Spider Schema Data Model
The Spider Schema Data Model:
- Alternative to OLTP: Alternative to OLAP.
- Alternative to the Star and Snowflake Schema.
Can you imagine a CRM or ERP system that not only does the day to day processing of Sales, Procurement, Marketing, Transportation, and Planning … , but also provides robust and true Business Intelligence or Analytical Reporting with no further ETL, Data Warehouses, Data Marts, etc …?
On the project I am working on, the CEO recently said: “Is it too much to ask, seriously here; to create a system where data is not only painstakingly entered in by competent staff, but then to use that same system to do normal analytical reporting? I mean why we do need a system to put the data into, and then another system that does the reporting? Yea I know, that’s a lot to ask.”
I could not have agreed with this person more. Are there reasons why data is modeled into one format OLTP, and then latter on modeled into an OLAP format? When one compares the schemas of both models, there is no way to make the two “talk or communicate” with each other. Instead data is ETL (Extracted, Transformed, and Loaded) into the other model.
Several years ago I was tasked to come up with a solution to take data already modeled into an OLAP model via the Star Schema, and provide cross dimensional hierarchy support in Microsoft Analysis Services without adding anything new each time a new hierarchy was needed.
The solution to the problem was the first version of what I have called the Spider Schema. I named it the Spider Schema because in data modeling tools, the schema looked just like a Spider.
What is the Spider Schema you ask? Well the Spider Schema was the process of removing the Relational Foreign Keys from the Fact Table, and creating another Dimension from it. I called this dimension the Intermediate Dimension. This made the Intermediate Dimension the center of the data set instead of the Fact Table.
However things have evolved since then ……..
Over the years I learned that the Spider Schema had far more to offer when modeling data. I was able to create cascading Intermediate Dimensions which I could use with numerous Fact Tables saving storage space with Foreign Keys that would have been stored in all those Fact Tables over and over again.
On one project I worked on, a Big Data proof of concept was completed to take a large amounts of data, and put it into a single table. The concept was to prove that small tables (tables with only a few columns ) were faster than large tables (tables which had numerous columns).
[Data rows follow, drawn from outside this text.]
PR #3125, opened 2021-11-07
Support XDG Base Directory Specification ... a little more

darrel-glud:
Dear Neomutt developers

* **What does this PR do?**

Better start with the problem this PR tries to solve:
To follow the XDG Directory Specification [0] it is not simply reading its config from `~/.config/neomutt` but also to place associated files in the corresponding directory, e.g. cache files in $XDG_CACHE_HOME.
While I don't expect neomutt to support XDG out of the box, it would be nice if the user can at least configure it to behave that way. Let's take `header_cache` as an example. It should go into `$XDG_CACHE_HOME`

```
set header_cache = "~/.cache/neomutt/headercache"
```
but that doesn't do the job if `$XDG_CACHE_HOME` is something other than `~/.cache`. Likewise,
```
set header_cache = "$XDG_CACHE_HOME/neomutt/headercache"
```
fails if XDG_CACHE_HOME is not set (in which case `~/.cache/` should be used).
I'm sure you can do something with ifdef, shell, sourcing a script, ... but I figured it might be easier to provide the user with the XDG environment variables, so a simple $xdg_dir_you_want will do.

To this end this PR introduce config variables
* `$xdg_app_data_home`
* `$xdg_app_config_home`
* `$xdg_app_state_home`
* `$xdg_app_cache_home`

Which are their corresponding XDG environment variables substituted with defaults and "/neomutt/" appended, e.g. `$xdg_app_config_home` is `~/.config/neomutt`. The above task is now easily solved with
```
set header_cache = "$xdg_app_cache_home/headercache"
```

[0] https://specifications.freedesktop.org/basedir-spec/basedir-spec-latest.html

Additional notes:

1. `mutt_set_xdg_path()` could be simplified to a two-liner if the order of the config would be
```
confdir1/neomuttrc
confdir2/neomuttrc
...
confdir3/neomuttrc
confdir1/muttrc
confdir2/muttrc
...
confdir3/muttrc
```
currently it is alternating `neomuttrc` and `muttrc`. I don't expect to change that, just wanted to point out why I couldn't simplify that function further.

2. I considered moving `mutt_set_xdg_path()` into `xdg.c` but did not for two reasons.
  a) that function is not for general XDG dir handling but ensuring a particular order of config files
  b) wanted to keep the diff small.
 
3. I didn't know where to place the `xdg.c` / `xdg.h`. Maybe mutt/ would be a good place but then again I have no idea what the guidelines are for inclusion. So I placed it just "somewhere". Feel free to move that.

4. There is not documentation for the config variables yet, as they seem to be not documented in manual.xml.head. Hints on where to put them are welcome.

5. I named the config variables `xdg_app_data_dir` instead of `xdg_data_dir` (note the `APP`) because I added `neomutt` to the end and so this cannot be confused with a potential `$xdg_data_dir` which does not end in `neomutt/`.

6. The backend works for all environment variables defined by the XDG Base Directory Specification but only those containing a single directory are exported as config variables. I see little use in exporting the XDG environment variables which are a colon separated list of directories.

7. I don't usually program C so there might be some more efficient ways of achieving this. Nicely documented code base BTW.

8. In `config_init_main()` in mutt_config.c the call to `cs_register_variables()` returns `false`. This has nothing to do with this PR since it did it already before I started working. According to the doc this means that some variables could not be registered. This might or might not indicate a bug.

9. If you feel this is not the right way to expose XDG directories to the users config, please say so and close this PR.

10. How to set the default value for these new variables? Currently a `reset xdg_app_data_home` resets it to `./`.
      (This in particular applies to a potential `reset all` call).

Darrel

### DIFF
--- a/Makefile.autosetup
+++ b/Makefile.autosetup
@@ -72,7 +72,7 @@ NEOMUTTOBJS=	alternates.o commands.o command_parse.o \
 		mutt_logging.o mutt_mailbox.o mutt_signal.o mutt_socket.o \
 		mutt_thread.o mx.o mview.o myvar.o opcodes.o recvcmd.o \
 		resize.o rfc3676.o score.o sort.o status.o subjectrx.o \
-		system.o version.o
+		system.o version.o xdg.o
 
 @if !HAVE_TIMEGM
 NEOMUTTOBJS+=	timegm.o
--- a/docs/config.c
+++ b/docs/config.c
@@ -5619,5 +5619,82 @@
 ** name of original article author) to article that followuped to newsgroup.
 */
 #endif
+
+{ "xdg_app_data_home", DT_PATH, "$XDG_DATA_HOME/neomutt" },
+/*
+** .pp
+** The family of $$xdg_FOO config variables is a group of convenience variables
+** to get access to value of XDG_FOO environment variable.  The covered XDG
+** variables are:
+** .dl
+** .dt \fBName\fP      .dd \fBDefault value\fP
+** .dt XDG_DATA_HOME   .dd ~/.local/share
+** .dt XDG_CONFIG_HOME .dd ~/.config
+** .dt XDG_STATE_HOME  .dd ~/.local/state
+** .dt XDG_CACHE_HOME  .dd ~/.cache
+** .de
+** They all work the same, in the following we use $$xdg_app_cache_home as
+** example.
+** .pp
+** $$xdg_app_cache_home (note the "app" in the name) expands to
+** "XDG_CACHE_HOME/neomutt" if the environment variable XDG_CACHE_HOME is set,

The project was a success as the data stored in the one small table was significantly faster than the large table that stored the same data. But it was not very useable from an Transactional or Analytical perspective. However this idea stuck in the back of my mind over the years, and then one day I found a way to take data modeled into the Spider Schema, and do a similar thing with it.
Currently I am working on a project as the Data Architect building out a new ERP system using the Spider Schema as a data model. A proof of concept has already proven that a tool like MS Excel can be connected to it via Pivot Tables, with no changes, and provide analytical reporting in addition to Tabular / Analytical Cubes.
Imagine: no ETL, no scheduled job that runs every night to pull and refresh the data in the Data Warehouse. Up to the minute data can be analyzed by just refreshing an analytical report, dashboard, or Excel Pivot table based workbook.
For years I have created Analytical solutions for applications like People Soft, JD Edwards, Great Plains, Oasis, DSI, CIMPRO, Siebel, and many others. None of these systems had built in Analytical capabilities, and all of them are very expensive software applications.
When one takes a look at the budget to buy or create a custom ERP / CRM System, and then create a custom Analytical Reporting system the numbers are staggering. Imagine doing ½ the work for one system, and being done with it, using half the budget!